• **Information provided**:
╔══

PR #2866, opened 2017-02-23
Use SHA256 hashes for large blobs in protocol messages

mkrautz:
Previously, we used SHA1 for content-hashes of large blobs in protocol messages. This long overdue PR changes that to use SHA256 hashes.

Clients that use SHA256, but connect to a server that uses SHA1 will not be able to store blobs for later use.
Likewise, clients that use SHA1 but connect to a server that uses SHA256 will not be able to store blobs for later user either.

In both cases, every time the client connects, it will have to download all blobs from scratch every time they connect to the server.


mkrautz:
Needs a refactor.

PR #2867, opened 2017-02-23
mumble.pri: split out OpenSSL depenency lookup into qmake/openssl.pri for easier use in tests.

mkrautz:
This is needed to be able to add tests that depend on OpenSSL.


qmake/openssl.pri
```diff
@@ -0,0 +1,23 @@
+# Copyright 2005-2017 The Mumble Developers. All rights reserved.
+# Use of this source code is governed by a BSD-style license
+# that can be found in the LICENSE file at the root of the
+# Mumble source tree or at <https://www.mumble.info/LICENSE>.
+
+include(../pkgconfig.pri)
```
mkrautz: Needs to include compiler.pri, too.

╚══
╔══

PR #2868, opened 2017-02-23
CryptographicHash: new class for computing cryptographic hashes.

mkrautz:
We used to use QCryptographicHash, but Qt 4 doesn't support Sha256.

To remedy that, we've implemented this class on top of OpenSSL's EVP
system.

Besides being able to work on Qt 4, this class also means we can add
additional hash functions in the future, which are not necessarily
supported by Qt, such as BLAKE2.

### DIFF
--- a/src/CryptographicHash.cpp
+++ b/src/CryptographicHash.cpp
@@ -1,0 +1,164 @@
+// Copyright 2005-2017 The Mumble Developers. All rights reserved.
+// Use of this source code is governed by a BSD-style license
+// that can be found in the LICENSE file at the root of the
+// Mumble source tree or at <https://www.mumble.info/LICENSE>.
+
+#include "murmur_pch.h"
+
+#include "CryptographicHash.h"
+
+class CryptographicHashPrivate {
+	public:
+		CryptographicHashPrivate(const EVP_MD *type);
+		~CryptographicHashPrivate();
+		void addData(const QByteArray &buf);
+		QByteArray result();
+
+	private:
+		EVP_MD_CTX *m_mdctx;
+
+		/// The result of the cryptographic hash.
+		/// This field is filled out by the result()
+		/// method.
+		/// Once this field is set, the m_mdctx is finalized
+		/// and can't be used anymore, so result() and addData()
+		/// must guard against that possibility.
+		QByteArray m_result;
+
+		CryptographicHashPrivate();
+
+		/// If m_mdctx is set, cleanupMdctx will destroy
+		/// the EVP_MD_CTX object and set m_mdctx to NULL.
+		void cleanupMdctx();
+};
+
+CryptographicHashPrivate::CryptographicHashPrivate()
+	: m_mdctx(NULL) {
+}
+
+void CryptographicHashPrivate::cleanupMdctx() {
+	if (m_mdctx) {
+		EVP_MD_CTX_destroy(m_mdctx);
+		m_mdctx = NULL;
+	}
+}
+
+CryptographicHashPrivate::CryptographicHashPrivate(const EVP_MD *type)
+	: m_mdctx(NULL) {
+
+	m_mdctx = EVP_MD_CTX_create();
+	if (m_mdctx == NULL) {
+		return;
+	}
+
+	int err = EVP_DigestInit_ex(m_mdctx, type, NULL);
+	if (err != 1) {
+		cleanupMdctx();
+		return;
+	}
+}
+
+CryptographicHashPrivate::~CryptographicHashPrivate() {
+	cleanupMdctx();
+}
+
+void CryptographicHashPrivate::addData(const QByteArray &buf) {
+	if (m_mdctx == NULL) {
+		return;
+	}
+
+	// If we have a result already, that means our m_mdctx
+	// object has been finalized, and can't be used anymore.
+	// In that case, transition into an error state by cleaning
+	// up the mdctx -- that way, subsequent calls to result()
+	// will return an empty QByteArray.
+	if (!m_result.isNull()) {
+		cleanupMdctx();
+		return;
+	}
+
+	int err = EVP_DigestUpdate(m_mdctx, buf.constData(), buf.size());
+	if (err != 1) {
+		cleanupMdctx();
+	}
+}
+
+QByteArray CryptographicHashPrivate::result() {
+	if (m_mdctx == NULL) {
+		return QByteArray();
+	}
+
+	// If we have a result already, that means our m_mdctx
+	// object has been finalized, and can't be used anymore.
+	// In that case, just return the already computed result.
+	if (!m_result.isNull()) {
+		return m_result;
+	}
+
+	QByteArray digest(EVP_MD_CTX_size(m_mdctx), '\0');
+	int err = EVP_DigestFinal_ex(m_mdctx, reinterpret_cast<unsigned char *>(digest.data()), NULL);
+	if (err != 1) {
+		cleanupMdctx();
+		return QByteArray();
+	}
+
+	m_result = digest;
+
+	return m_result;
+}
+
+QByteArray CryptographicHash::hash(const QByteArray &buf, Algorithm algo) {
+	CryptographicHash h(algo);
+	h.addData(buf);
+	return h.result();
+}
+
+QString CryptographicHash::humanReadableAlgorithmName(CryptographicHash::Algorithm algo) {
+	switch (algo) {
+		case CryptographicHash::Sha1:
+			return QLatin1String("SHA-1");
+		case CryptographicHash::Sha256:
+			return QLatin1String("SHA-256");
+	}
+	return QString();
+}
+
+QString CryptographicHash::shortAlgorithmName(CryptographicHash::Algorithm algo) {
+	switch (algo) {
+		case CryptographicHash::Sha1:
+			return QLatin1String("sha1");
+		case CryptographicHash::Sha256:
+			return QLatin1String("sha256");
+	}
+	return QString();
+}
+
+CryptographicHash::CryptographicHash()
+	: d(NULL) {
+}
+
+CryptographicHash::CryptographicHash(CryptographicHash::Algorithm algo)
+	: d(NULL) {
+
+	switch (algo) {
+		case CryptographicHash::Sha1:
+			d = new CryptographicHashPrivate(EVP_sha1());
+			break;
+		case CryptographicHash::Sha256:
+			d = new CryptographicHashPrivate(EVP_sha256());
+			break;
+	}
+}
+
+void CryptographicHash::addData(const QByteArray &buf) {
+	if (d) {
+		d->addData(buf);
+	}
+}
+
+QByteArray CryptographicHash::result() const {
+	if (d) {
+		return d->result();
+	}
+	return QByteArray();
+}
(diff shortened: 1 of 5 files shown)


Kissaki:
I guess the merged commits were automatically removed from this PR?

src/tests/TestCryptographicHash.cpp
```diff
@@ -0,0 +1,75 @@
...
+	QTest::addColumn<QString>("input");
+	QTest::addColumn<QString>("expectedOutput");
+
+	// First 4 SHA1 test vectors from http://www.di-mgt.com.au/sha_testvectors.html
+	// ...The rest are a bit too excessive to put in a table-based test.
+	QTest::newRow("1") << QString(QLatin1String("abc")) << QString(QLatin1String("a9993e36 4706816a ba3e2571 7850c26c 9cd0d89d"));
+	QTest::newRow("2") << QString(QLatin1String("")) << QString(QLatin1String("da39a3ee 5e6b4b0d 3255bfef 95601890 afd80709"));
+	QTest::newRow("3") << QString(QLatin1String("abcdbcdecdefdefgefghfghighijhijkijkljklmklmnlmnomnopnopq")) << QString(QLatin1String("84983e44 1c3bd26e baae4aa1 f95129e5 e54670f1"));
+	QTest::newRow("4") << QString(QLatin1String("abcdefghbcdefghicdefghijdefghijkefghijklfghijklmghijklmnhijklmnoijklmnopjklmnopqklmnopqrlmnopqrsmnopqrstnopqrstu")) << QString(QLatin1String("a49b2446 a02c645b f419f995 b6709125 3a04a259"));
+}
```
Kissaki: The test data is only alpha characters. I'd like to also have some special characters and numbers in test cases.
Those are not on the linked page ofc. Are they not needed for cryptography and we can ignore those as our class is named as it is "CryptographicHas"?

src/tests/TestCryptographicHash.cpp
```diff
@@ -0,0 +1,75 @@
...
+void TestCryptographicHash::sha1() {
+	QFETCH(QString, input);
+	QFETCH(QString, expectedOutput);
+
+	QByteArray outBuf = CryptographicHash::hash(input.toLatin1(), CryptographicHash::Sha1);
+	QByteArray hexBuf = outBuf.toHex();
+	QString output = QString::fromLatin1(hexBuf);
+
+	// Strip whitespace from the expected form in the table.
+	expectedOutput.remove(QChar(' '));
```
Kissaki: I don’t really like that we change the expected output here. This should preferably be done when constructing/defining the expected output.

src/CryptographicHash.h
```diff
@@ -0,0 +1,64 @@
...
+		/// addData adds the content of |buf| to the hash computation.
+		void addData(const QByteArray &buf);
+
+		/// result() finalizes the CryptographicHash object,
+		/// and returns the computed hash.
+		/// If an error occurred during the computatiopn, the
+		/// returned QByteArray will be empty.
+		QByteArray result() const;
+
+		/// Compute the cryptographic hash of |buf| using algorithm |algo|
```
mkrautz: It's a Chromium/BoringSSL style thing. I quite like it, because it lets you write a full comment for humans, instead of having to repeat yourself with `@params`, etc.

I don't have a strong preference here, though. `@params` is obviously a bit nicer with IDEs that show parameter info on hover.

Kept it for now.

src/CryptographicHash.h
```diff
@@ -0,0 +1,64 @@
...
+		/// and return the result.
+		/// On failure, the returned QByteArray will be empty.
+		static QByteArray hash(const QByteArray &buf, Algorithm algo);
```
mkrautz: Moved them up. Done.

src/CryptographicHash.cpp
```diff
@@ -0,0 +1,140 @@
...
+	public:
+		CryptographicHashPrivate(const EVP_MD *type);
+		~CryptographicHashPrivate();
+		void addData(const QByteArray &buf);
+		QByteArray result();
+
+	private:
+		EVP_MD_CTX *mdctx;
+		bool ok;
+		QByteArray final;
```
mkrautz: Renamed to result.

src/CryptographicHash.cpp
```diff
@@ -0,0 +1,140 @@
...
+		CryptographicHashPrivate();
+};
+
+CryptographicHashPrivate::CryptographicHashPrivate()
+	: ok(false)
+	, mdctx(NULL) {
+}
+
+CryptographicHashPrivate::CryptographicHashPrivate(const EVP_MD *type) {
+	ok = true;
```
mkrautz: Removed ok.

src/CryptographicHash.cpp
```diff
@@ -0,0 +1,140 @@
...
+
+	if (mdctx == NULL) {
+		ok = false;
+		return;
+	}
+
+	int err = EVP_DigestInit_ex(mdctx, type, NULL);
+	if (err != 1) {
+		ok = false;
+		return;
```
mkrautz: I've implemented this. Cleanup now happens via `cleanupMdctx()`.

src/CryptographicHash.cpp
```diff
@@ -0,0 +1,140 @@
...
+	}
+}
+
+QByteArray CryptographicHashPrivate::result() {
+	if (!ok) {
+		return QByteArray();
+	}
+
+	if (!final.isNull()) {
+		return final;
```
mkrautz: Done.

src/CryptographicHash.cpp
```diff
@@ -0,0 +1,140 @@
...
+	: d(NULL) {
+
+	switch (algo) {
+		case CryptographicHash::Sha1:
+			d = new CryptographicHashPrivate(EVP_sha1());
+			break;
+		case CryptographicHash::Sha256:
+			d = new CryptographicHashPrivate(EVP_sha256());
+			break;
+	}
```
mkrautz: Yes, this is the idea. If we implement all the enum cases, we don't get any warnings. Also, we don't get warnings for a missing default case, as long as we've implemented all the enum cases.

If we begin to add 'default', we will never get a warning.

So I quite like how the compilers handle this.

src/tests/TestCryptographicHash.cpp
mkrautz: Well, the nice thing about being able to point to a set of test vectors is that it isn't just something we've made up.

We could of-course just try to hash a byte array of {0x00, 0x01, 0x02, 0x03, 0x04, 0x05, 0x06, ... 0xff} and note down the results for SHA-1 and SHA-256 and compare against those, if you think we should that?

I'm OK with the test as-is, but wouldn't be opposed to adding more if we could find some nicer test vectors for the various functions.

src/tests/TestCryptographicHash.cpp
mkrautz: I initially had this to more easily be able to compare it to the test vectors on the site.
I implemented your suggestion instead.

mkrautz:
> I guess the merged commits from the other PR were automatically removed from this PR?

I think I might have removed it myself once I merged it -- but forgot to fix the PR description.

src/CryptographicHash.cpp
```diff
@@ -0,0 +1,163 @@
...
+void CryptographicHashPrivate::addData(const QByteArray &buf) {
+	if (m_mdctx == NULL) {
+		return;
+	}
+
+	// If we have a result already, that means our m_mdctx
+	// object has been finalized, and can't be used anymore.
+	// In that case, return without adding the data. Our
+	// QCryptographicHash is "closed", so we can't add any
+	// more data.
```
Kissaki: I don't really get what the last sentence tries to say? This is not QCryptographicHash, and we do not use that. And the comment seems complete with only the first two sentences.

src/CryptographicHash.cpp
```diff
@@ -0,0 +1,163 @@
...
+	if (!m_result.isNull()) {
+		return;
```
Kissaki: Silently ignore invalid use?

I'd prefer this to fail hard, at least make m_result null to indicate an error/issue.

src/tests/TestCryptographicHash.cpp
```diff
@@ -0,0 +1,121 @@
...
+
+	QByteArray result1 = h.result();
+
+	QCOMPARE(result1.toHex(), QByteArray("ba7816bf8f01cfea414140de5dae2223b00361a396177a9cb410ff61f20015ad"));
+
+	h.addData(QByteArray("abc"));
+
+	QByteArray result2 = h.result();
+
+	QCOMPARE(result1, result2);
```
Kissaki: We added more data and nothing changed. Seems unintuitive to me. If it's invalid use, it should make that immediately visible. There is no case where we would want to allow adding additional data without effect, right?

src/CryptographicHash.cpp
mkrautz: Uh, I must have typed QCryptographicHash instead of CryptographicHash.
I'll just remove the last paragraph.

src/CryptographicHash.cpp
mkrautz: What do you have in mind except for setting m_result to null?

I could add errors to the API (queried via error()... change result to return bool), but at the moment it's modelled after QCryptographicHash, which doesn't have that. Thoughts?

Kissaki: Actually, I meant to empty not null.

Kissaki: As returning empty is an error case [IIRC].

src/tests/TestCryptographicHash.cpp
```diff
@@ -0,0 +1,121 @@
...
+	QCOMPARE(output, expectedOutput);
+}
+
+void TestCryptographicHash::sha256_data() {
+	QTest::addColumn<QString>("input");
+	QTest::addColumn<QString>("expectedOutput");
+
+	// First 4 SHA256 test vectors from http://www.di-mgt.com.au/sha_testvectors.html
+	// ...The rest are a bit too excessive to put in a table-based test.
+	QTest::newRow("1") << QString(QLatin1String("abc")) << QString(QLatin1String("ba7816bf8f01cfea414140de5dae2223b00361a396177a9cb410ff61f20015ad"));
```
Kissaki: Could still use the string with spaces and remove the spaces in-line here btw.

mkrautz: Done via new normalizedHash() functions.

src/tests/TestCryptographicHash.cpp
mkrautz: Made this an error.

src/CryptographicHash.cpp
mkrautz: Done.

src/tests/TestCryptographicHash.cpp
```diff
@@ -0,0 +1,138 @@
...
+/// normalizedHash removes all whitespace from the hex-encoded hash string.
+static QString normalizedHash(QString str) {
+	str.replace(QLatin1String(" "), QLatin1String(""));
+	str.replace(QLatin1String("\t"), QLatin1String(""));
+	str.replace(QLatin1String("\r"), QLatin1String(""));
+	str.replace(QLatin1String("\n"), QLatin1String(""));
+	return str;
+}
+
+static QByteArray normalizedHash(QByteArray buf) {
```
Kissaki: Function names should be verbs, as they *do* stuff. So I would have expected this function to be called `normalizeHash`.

╚══
╔══

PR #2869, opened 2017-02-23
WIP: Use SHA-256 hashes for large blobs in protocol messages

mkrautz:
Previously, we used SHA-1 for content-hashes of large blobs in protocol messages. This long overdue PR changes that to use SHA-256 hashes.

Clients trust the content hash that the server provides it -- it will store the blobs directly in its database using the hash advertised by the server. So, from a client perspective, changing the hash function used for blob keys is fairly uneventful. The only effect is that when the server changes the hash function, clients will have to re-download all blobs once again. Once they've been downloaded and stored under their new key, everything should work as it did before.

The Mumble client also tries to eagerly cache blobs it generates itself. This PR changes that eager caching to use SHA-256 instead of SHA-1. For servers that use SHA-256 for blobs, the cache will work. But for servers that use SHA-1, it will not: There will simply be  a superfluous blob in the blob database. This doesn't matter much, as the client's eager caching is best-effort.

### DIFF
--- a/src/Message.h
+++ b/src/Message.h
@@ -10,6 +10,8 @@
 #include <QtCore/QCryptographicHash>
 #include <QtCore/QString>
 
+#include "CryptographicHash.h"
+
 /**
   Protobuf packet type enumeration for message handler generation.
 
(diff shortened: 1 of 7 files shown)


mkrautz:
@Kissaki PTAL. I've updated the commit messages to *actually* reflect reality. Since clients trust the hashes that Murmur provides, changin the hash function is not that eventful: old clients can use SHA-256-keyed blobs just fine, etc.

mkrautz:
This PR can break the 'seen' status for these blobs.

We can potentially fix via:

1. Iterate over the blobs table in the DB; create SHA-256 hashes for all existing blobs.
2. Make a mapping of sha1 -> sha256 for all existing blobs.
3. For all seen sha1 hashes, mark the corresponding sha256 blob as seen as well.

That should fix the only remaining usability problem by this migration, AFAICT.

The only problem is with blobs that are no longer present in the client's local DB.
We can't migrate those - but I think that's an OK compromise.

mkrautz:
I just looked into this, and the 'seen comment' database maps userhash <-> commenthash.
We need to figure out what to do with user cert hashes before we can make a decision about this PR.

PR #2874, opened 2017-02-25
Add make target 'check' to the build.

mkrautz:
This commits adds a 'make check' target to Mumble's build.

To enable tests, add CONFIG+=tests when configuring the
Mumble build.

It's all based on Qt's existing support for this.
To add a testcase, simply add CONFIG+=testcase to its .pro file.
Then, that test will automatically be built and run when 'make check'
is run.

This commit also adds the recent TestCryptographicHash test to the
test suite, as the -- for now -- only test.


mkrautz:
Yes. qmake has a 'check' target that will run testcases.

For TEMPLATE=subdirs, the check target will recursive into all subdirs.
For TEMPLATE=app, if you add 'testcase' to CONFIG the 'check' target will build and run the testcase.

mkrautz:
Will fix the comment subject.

╚══

Which of the lines above hold the string "were"? Copy each one.

I guess the merged commits were automatically removed from this PR?
> I guess the merged commits from the other PR were automatically removed from this PR?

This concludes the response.